--- EXERCISE DATA Enclosed Below ---

PR #65, opened 2020-04-24
Setting HM_ENV_TYPE throws a fatal error#

### LINKED ISSUE #58: Setting HM_ENV_TYPE throws a fatal error
```
Fatal error: Uncaught Aws\Exception\CredentialsException: Error retrieving credentials from the instance profile metadata service. (Client error: `GET http://169.254.169.254/latest/meta-data/iam/security-credentials/` resulted in a `404 Not Found` response: 
```

This is when trying to set `HM_ENV_TYPE` as `tests` for customizing the Altis modules in the tets environment.

The fatal error is thrown because of [the conditon](https://github.com/humanmade/altis-enhanced-search/blob/master/inc/namespace.php#L118) inside the function `on_http_request_args` does not return early and the actual error is thrown from the method `sign_wp_request`

This can also be reproduced locally as well by setting this constant.

------------

Acceptance criteria:

- [ ] The check for environment against `local` should be updated to check against the type `development`, `staging` and `production`
- [ ] Setting a custom `HM_ENV_TYPE` value does not throw a fatal error when making requests to ElasticSearch eg. when doing a search in the admin posts list

abhishek-kaushik:
Resolves #58 

Check if Environment is not development, staging or production.

This will fix current problem , but if `HM_ENV_TYPE` changes to something else e.g. `staging->preprod` , we will get fatal again.

May be we could check for valid `HM_ENV_REGION`, then make the early return.

### DIFF
--- a/inc/namespace.php
+++ b/inc/namespace.php
@@ -114,7 +114,6 @@ function on_http_request_args( $args, $url ) {
 		return $args;
 	}
 
-
 	if ( Altis\get_environment_type() === 'local' || ! in_array( Altis\get_environment_architecture(), [ 'ec2', 'ecs' ], true ) ) {
 		return $args;
 	}
--- a/inc/namespace.php
+++ b/inc/namespace.php
@@ -152,7 +152,7 @@ function sign_wp_request( array $args, string $url ) : array {
  * @return RequestInterface
  */
 function sign_psr7_request( RequestInterface $request ) : RequestInterface {
-	if ( get_environment_type() === 'local' ) {
+	if ( Altis\get_environment_type() === 'local' ) {
 		return $request;
 	}
 
--- a/inc/namespace.php
+++ b/inc/namespace.php
@@ -2,6 +2,7 @@
 
 namespace Altis\Enhanced_Search;
 
+use Altis;
 use Aws\Credentials;
 use Aws\Credentials\CredentialProvider;
 use Aws\Signature\SignatureV4;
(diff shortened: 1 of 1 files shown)


rmccue:
I think `HM_ENV_TYPE` is meant to be one of a few set strings, not an arbitrary string; I'm not sure if `preprod` is supported there.

cc @joehoyle

joehoyle:
I think any kind of condition based on environment type will not do, as other env types might or might not want request signing for ElasticSearch. We need a way to detect if ElasticSearch should be AWS signed or not. At the moment that's done based off the local env, but I think it would be better to get a more correct check.

As I understand it, running `composer dev-tools phpunit` will set the env to `tests` is that right? Or is this the case of a custom env type being used?

As for how we can detect if ES is expecting requests to be signed, we also have the `$is_cloud` conditional which we use in altis-cloud like https://github.com/humanmade/altis-cloud/blob/master/load.php#L9. This might be a good function to export from the module, and only add request signing in this module when that condition is met. Better still, perhaps we should move the request signing to the Cloud module, as I think it is cloud-specific.

Nikschavan:
> As I understand it, running composer dev-tools phpunit will set the env to tests is that right? Or is this the case of a custom env type being used?

For #58 I was trying to set `HM_ENV_TYPE` for running PHPUnit tests only, This was not for the custom environment altogether.

abhishek-kaushik:
running `composer dev-tools phpunit` does not set environment type as `test`, in stead it is `local`.
going with `$is_cloud` check and shall I create another ticket for moving request signing to cloud module or we should do in the same ticket.

abhishek-kaushik:
@joehoyle , do you think it's better to have the signing module under `enhanced-search` as we don't want to sign it, if `enhanced-search` is disabled.

joehoyle:
I think this approach is fine for now

PR #535, opened 2025-02-13
257 document optional containers

mikelittle:
Remove errors when elasticsearch is turned off

When turning off elasticsearch for local server, ensure we don't load elasticpress or try to contact the ES host.

Addresses https://github.com/humanmade/altis-local-server/issues/257


ferschubert-hm (approved):
Syntax review only. Looks good.

PR #542, opened 2025-05-20
Fix local server startup

mikelittle:
Fixes local server startup when root composer.json has no module definitions.


ferschubert-hm (approved):
Tested on my local, proposed changes allow a new altis-local-server env to be provisioned. Approving

PR #575, opened 2026-05-08
Fix handling of subdomains via the proxy

mikelittle:
This fix sets the correct Traefik rules for the Kibana subdomain.

- References PR https://github.com/humanmade/altis-local-server/pull/922


jerico (approved):
Verified to be working locally

PR #596, opened 2026-07-03
Spike: analyzer fix on v24-branch (investigation, do not merge)

mikelittle:
Investigation only — triggers module CI to test whether backporting c37d94970 affects the ElasticSearchCest synonym/stopword failures on EP 4.7. The fix targets EP 5.x stemming, so it's expected to be inert here; this run tells us the baseline (2-fail vs all-fail) on the canonical harness. No reviewers by design.


mikelittle:
Test only - closing now

Issue #769, opened 2015-08-28
Move and rename cursors


mdekstrand:
We need to move cursors into `lenskit-core`, since the data structures package is going away. While we are at it, I would like to consider renaming them, because ‘cursor’ is a somewhat overloaded term (that I may actually want to use for something else, that's really more like a database cursor).

I have found a class in the Java standard library that is very similar to our cursors in most respects: [DirectoryStream](http://docs.oracle.com/javase/8/docs/api/java/nio/file/DirectoryStream.html) (OK, all respects, but C3PO)

I think that it would be reasonable to rename `Cursor` to `ObjectStream`, and move it to `o.l.util.streams` (or `o.l.io.streams`?). This would also make it consistent with our DAO naming: a `streamEvents` call will return an `ObjectStream`. There's a slight overloading with Java 8's streams, but Java already has that between DirectoryStream and Stream. I don't think it is a significant problem.

mdekstrand:
Done in #772.

mdekstrand:
ping @kluver - if you have any objections to this naming, or alternate suggestions, it'd be good to hear them early :)

kluver:
I don't have any alternative suggestions. Ive never been entirely clear why
these arn't just iterators, but I suppose the closing requirement is a
pedantic but meaningful separation because it means that these can't be
dropped into normal iteration idoms.

I also don't understand why iterators don't implement iterable. But that's
neither here nor there.
ObjectStream sounds as good as anything else.

~kluver

mdekstrand:
@kluver Ok.

I've also retooled `ObjectStream` a so it behaves more like an input stream (has a `readObject` method), but also implements `Iterable` so that it can be iterated conveniently.

Issue #715, opened 2015-05-04
Refactor PackedPreferenceSnapshot into RatingMatrix


mdekstrand:
Our `PackedPreferenceSnapshot` is really a randomly-ordered ratings matrix. I think we should double down on this, and treat it as a rating matrix rather than our own strange concept.

So I propose that we rename `PreferenceSnapshot` and associated classes to `RatingMatrix`; we can have one or more implementations (I think leaving `RatingMatrix` as an interface to allow for multiple implementations is appropriate - one implementation can just re-use a binary packed rating DAO, if it has no unrate or rerate events).

There are a few things to do:

- [ ] Rename interface `PreferenceSnapshot` to `RatingMatrix`
- [ ] Rename implementation(s)
- [ ] Rename package (to `org.lenskit.data.matrix`?)
- [ ] Replace `IndexedPreference` with a `RatingMatrixEntry` class or interface defined in the same package as `RatingMatrix`
- [ ] Make sure we have `getUserRatings` and `getItemRatings` methods that are well-defined and reasonably efficient

For the last piece - efficient per-user and per-item ratings - we can implement maps of user/item IDs (or indexes) to lists of the indexes of that user's ratings (similar to the binary packed rating DAO). The rating matrix should still be randomly ordered, so that the efficient operation is iterating over ratings in a randomly-permuted fashion for iterative learning. Long-term, we might want the ability to re-tune the implementation for different use cases.

mdekstrand:
Done in #772.

PR #772, opened 2015-09-05
Move a lot of data around

mdekstrand:
This moves around a lot of data access code and cleans it up.

- Moves Cursors to be ObjectStreams (#769)
- Creates the Ratings Matrix (#715)
- Unify key indexes, removing separate ID Index Mapping concept
- Delete old `Preference` concept, instead having ratings and rating matrix entries that implement `Preference`

This is a lot of churn, but few logical changes. Yay for tests. Naming things is the biggest potential question on this big changeset.


mdekstrand:
Biggest outstanding question is whether `ObjectStream` is really a good name (#769). It's overloaded but precedented, my feelings are complicated.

--- End of Enclosed EXERCISE DATA ---

TASK TO COMPLETE
Reproduce exactly the lines from the beginning of the entries above up to and including the line that contains "This is when".

ANSWER AREA
PR #65, opened 2020-04-24
Setting HM_ENV_TYPE throws a fatal error#

### LINKED ISSUE #58: Setting HM_ENV_TYPE throws a fatal error
```
Fatal error: Uncaught Aws\Exception\CredentialsException: Error retrieving credentials from the instance profile metadata service. (Client error: `GET http://169.254.169.254/latest/meta-data/iam/security-credentials/` resulted in a `404 Not Found` response: 
```

This is when trying to set `HM_ENV_TYPE` as `tests` for customizing the Altis modules in the tets environment.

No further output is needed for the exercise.